I am looking for a useful metric for SURF. For example, how a good image matches another on a scale, say from 0 to 1, where 0 means no similarity, and 1 means the same image.
SURF provides the following data:
- points of interest (and their descriptors) in the request image (Q set)
- points of interest (and their descriptors) in the target image (set T)
- using the nearest neighboring pairs of algorithms, you can create from two sets on top
I tried to do something, but nothing worked too well:
using the size of different sets: d = N / min (size (Q), size (T)), where N is the number of matching points of interest. This produces fairly similar images of rather poor quality, for example. 0.32, even when 70 percent were compared with about 600 in Q and 200 in T. I think 70 is a really good result. I was thinking about using some kind of logarithmic scaling, so only very low numbers will get low results, but can't find the right equation. With d = log(9*d0+1) I get a result of 0.59, which is pretty good, but nonetheless it seems to destroy the power of SURF.

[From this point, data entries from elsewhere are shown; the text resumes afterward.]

PR #2039, opened 2026-04-19
fix(ui): show verified space count on strategy cards

AndreMiras:
The strategies picker lists items ordered by verifiedSpaceCount but each card displayed the total spaceCount instead, making the ordering look inconsistent. Show the verified count to match the field driving the order.

image

### Summary

Closes: N/A

### How to test

1. Navigate to `/s:{any-offchain-space}/settings/voting-strategies`.
2. Click "Add strategy" to open the picker.
3. Each card should now read `In N verified space(s)` (previously `In N space(s)`).
4. The list order is unchanged and still matches the displayed count (highest verified first).
5. Strategies without popularity data render without the count line (no empty row).


bonustrack (approved):
utACK

PR #2041, opened 2026-04-20
refactor(ui): rename delegation check to hasValidDelegation for clarity

Sekhmet:
### Summary

Flip the flag in SpaceUser from `hasOnlyInvalidDelegations` to `hasValidDelegation` so the name matches how it's used on the Delegate button. Behavior is unchanged: the button shows only when the space has at least one valid delegation.


ChaituVR (approved):
tAck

using the distances between the pairs: I did something like finding the best match for K and added their distances. The smallest distance, similar to two images. The problem is that I do not know what the maximum and minimum values ββare for the descriptor element of the point of interest from which the remote is calculated, so I can only relatively find the result (from many inputs, which is the best). As I said, I would like to set the metric exactly between 0 and 1. I need this to compare SURF with other image metrics.
The biggest problem with these two is to exclude the other. The number of matches with a different distance between matches is not taken into account. I am lost.
EDIT . For the first equation, the equation log (x * 10 ^ k) / k, where k is 3 or 4, gives a good result most of the time, min is not good, it can make d more than 1, in some rare cases, without a small result.